● **WHAT IS NEEDED**
From the records below, copy each line in which the string "factor" occurs.
┄┄┄┄┄┄┄┄┄┄┄┄┄┄┄┄┄┄┄┄
PR #526, opened 2022-12-12
Speedup 04: quick trace selection

flixha:
### What does this PR do?
-  4x / 100x speedup for trace selection in `detection`, `lag_calc`,  `pre_processing`

-  trace selection by trace id from a stream is still something that takes more time than it needs to when working with many thousand (100K?) traces, even after https://github.com/obspy/obspy/pull/2886.
- When a user doesn't need wildcard selection, than the simple selection function can be sped up by a factor of 4 compared to `obspy.stream.select` 
- For the time when the order of traces in a stream does not change and a lot of traces need to be selected from that stream, then it's possible to speed up the selection by a factor of ~100 with a dict-lookup - this is very relevant for the template preparation in `_prep_data_for_correlation`

### PR Checklist
- [ ] All tests still pass.

### DIFF
--- a/CHANGES.md
+++ b/CHANGES.md
@@ -1,4 +1,7 @@
 ## Current
+* utils.pre_processing
+  - New function ``quick_trace_select` for a very efficient selection of trace
+    by seed ID without wildcards (4x speedup).
 
 ## 0.4.4
 * core.match_filter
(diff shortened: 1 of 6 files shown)


calum-chamberlain (approved):
Looks great to me and tests were passing. Nice speedup!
┄┄┄┄┄┄┄┄┄┄┄┄┄┄┄┄┄┄┄┄
● **TASK RESULT**
- When a user doesn't need wildcard selection, than the simple selection function can be sped up by a factor of 4 compared to `obspy.stream.select` 
- For the time when the order of traces in a stream does not change and a lot of traces need to be selected from that stream, then it's possible to speed up the selection by a factor of ~100 with a dict-lookup - this is very relevant for the template preparation in `_prep_data_for_correlation`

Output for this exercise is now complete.